The following is an opinion piece written by Paul DeCoster, head of practice – risk, legal, compliance & security, Marlin Hawk. The views expressed within the article are not necessarily those of Corporate Risk and Insurance.
In the last two-three years a large number of non-financial services institutions, led by other regulated industries such as Telco and healthcare, have been building out and empowering stand-alone, independent risk oversight functions.
Often following on the financial services ‘three lines of defense model’, many of these organizations have begun building empowered risk management and compliance functions in order to get a holistic view on the risks facing these organisations. For many, this is the first time they are deploying some sort of Enterprise Risk Management.
The financial services sector has been creating robust, independent risk functions to ensure the safety of the company, and to allow it to grow in a risk-managed way. Much of this has been driven by the fallout of the financial crash which happened in 2007 in a bid to avoid another such catastrophic event.
This paradigm has been permeating into other industries as board members transition from the FS sector, bringing with them their appetite for managing risk in a certain way.
Telecoms and healthcare are two such industries which are seeing an increased awareness of risk, but any industry which is heavily regulated – including oil & gas, energy, transport, electricity and more – can benefit from a more robust risk oversight function.

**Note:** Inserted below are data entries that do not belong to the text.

PR #63, opened 2016-12-08
Switch to requiring no Launcher in getRequiredContext() for wrappers

abayer:
More narrowly scoped than the previous requiring it to be empty. That
ended up bugging out with TimeoutStep from workflow-basic-steps 2.3
(probably due to some other change elsewhere in the dependency tree,
since TimeoutStep itself didn't change between 2.2 and 2.3, though
TimeoutStepExecution did). So switching!


rsandell:
:bee:

PR #64, opened 2016-12-08
[FIXED JENKINS-40226] Make sure non-within-stage failures are real.

abayer:
[JENKINS-40226](https://issues.jenkins-ci.org/browse/JENKINS-40226)

More notably, make sure we still end up doing a `post` for them if
needed and that the build status is correct at that time.

### DIFF
--- a/pipeline-model-definition/src/main/resources/org/jenkinsci/plugins/pipeline/modeldefinition/agent/impl/DockerPipelineFromDockerfileScript.groovy
+++ b/pipeline-model-definition/src/main/resources/org/jenkinsci/plugins/pipeline/modeldefinition/agent/impl/DockerPipelineFromDockerfileScript.groovy
@@ -25,6 +25,7 @@
 
 package org.jenkinsci.plugins.pipeline.modeldefinition.agent.impl
 
+import hudson.model.Result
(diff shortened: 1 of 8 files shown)


pipeline-model-definition/src/main/resources/org/jenkinsci/plugins/pipeline/modeldefinition/agent/impl/DockerPipelineFromDockerfileScript.groovy
```diff
@@ -48,14 +49,30 @@ public class DockerPipelineFromDockerfileScript extends DeclarativeAgentScript {
             if (!Utils.withinAStage()) {
                 script.stage(SyntheticStageNames.agentSetup()) {
                     Utils.markSyntheticStage(SyntheticStageNames.agentSetup(), Utils.getSyntheticStageMetadata().pre)
-                    buildImage().call()
+                    try {
+                        buildImage().call()
+                    } catch (Exception e) {
+                        script.getProperty("currentBuild").result = Result.FAILURE
```
rsandell: Shouldn't there be some information printed to the build log explaining that building the image failed?

rsandell:
Slight concern about not giving the user enough information, but :bee:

In terms of what’s driving this change, there are a myriad of reasons, but two of the main ones are: the pervasive risk of cyberattacks and data breaches, and an increased focus on compliance.

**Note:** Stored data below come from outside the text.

PR #257, opened 2018-04-02
WIP: Create our own per-test timeout rule.

abayer:
* JENKINS issue(s):
    * n/a
* Description:
    * JenkinsRule's timeout logic goes batty when JenkinsRule is used as a ClassRule - it ends up applying to the *entire* test class, not just the individual test. So that's annoying. Here, I copy-pasted some stuff around to create a per-test Rule that still does the nice thread-dump stuff on timeout. This is just a hack, mind you. Still trying to think how I'd actually do this in JenkinsRule...
* Documentation changes:
    * n/a
* Users/aliases to notify:
    * ...

### DIFF
--- a/Jenkinsfile
+++ b/Jenkinsfile
@@ -33,7 +33,7 @@ pipeline {
                         label "highmem"
                     }
                     steps {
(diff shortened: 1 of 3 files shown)


abayer:
Well, that didn't work.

The ever-evolving threat of attack
According to a recent survey, 76% of C-level executives believe that a security breach is inevitable at their organisation. However, managing this risk is difficult as bad actors are indiscriminate and will go after any weak link in a business that they can identify.
So, while CFOs and General Counsels may be experts in the risks that sit specifically within their lines of business, they lack the holistic view needed to protect the organisation as a whole.

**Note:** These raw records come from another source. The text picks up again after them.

PR #258, opened 2018-04-03
[FIXED JENKINS-41239] Add new cleanup post condition

abayer:
* JENKINS issue(s):
    * [JENKINS-41239](https://issues.jenkins-ci.org/browse/JENKINS-41239)
* Description:
    * The new `cleanup` condition will always run regardless of build status, like `always`, but runs *after* all other `post` conditions have been evaluated, rather than before.
    * I wanted to call this `finally` but that actually breaks Groovy parsing because `finally` is a reserved word. Dang. So for now, I'm calling it `cleanup`, but am open to suggestions.
* Documentation changes:
    * TODO
* Users/aliases to notify:
    * @reviewbybees

### DIFF
--- a/pipeline-model-definition/src/main/groovy/org/jenkinsci/plugins/pipeline/modeldefinition/model/conditions/Cleanup.groovy
+++ b/pipeline-model-definition/src/main/groovy/org/jenkinsci/plugins/pipeline/modeldefinition/model/conditions/Cleanup.groovy
@@ -1,7 +1,7 @@
 /*
  * The MIT License
  *
- * Copyright (c) 2017, CloudBees, Inc.
+ * Copyright (c) 2018, CloudBees, Inc.
  *
  * Permission is hereby granted, free of charge, to any person obtaining a copy
  * of this software and associated documentation files (the "Software"), to deal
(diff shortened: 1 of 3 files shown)


rpocase:
Love that this is coming, but is there a better word? Perhaps `last`? Using `cleanup` implies a specific effect to me (e.g. it would run `deleteDir()` every time).

abayer:
@rpocase True Story: trying to think of a name is part of why I haven’t done this earlier. =) Not being able to use `finally` really blocked out the best name. I thought about `last` but...I dunno, something doesn’t quite feel right. Not ruling it out, mind you - hoping for more feedback and suggestions.

deiga:
Possible names: `eventually`, `ultimately`, `lastly`, `atLast`, `aftermath`, `conclusion`, `conclusively`

Moritz90:
I personally think cleanup is a great name. I'm sure I'm not the only one who wants to use it for `cleanWs()`.

deiga:
@Moritz90 Is there a need for calling `cleanWs()`? Doesn't jenkins automatically delete the temporary workspace it created?

steven-foster:
@deiga not in my experience. Jenkins does have a periodic cleanup thread that runs every 24 hours and deletes workspaces over 30 days old. I'm not actually sure if that affects pipeline workspaces. For me that's too long/infrequent so I make sure to `deleteDir()` in the pipeline

bitwiseman:
@deiga - Nope. This allows workspaces to be reused.

bitwiseman:
@abayer
I'm mostly okay with `cleanup` - it communicates the intended use.  "Generally, use `always` but if you need to do some last clean up use `cleanup`."   

I'd also vote for `lastly`.  It's close to `finally`.  

Another option: `afterAll`.

abayer:
Hmmmm. I might be able to talk myself into `lastly`. My only real concern with `cleanup` is that people might *assume* it would automatically do a `cleanWs()` or the like - I mean, the whole point of the condition basically *is* to do clean-up after the other conditions have run, so calling it `cleanup` isn't a problem in that regard.

rsandell:
My first idea was `lastly` as well, as a synonym to `finally`.
http://www.thesaurus.com/browse/finally

rsandell:
But given the hope that this would be called `finally` and going through #259 I would expect this post condition to always run even though some earlier post condition had failed. Can't remember if that is the case though.

abayer:
@rsandell It will run regardless of status of earlier post blocks, yes.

Given this pervasive risk, it makes sense for there to be some sort of oversight functionality within businesses, especially those which are regulated due to the sensitivity of the data they hold.
As information security doesn’t sit cleanly elsewhere, it is more frequently becoming the responsibility of those responsible for managing enterprise risk, especially as a damaging cyberattack can now significantly affect company stocks. When viewed through a business lens, it makes total sense to put cybersecurity under the remit of the risk management function.
Compliance, regulation and beyond
One of the biggest risks facing businesses working in regulated industries is the danger of being non-compliant. Some of this is sector specific, such as in healthcare, where everything is regulated by the FDA.
However, some compliance is sector agnostic, such as the GDPR in the European Union. Failure to comply with GDPR can mean huge fines and reputational damage for businesses. GDPR is absolutely huge for businesses, and has become a huge risk, driving the growth of roles such as the chief data officer or chief privacy officer.
Given that infringement of the EU, GDPR can result in administrative fines of up to 4% of annual global turnover or €20 million (whichever is greater), it’s no surprise that organisations are concerned.
What does the future of risk management look like?
Taking into account the continued threat of cyberattacks and an increased focus on compliance and regulation, the role of risk management will continue to escalate – most likely all the way to the top. To that end, we’ll start to see more and more chief risk officers take strategic roles on company boards and more net-new chief risk officer roles being created and elevated within the telco, healthcare and technology organisations.
As more and more technology businesses grow and diversify, we’ll also see them adopt more robust risk strategies.
As recently as this month, Facebook announced that it was launching its own cryptocurrency, and Amazon has also been playing in the financial space. With this sort of diversification, and with the revelations that the Cambridge Analytica scandal brought to the surface, it won’t be long before the technology industries around the world see heavier regulation.
To meet those challenges, these big technology businesses will adopt the same sort of risk management practices as their counterparts in the financial services sector. Failure to do so will ultimately put consumers of their products, and ultimately the success of their business, at great risk. The time to act is now.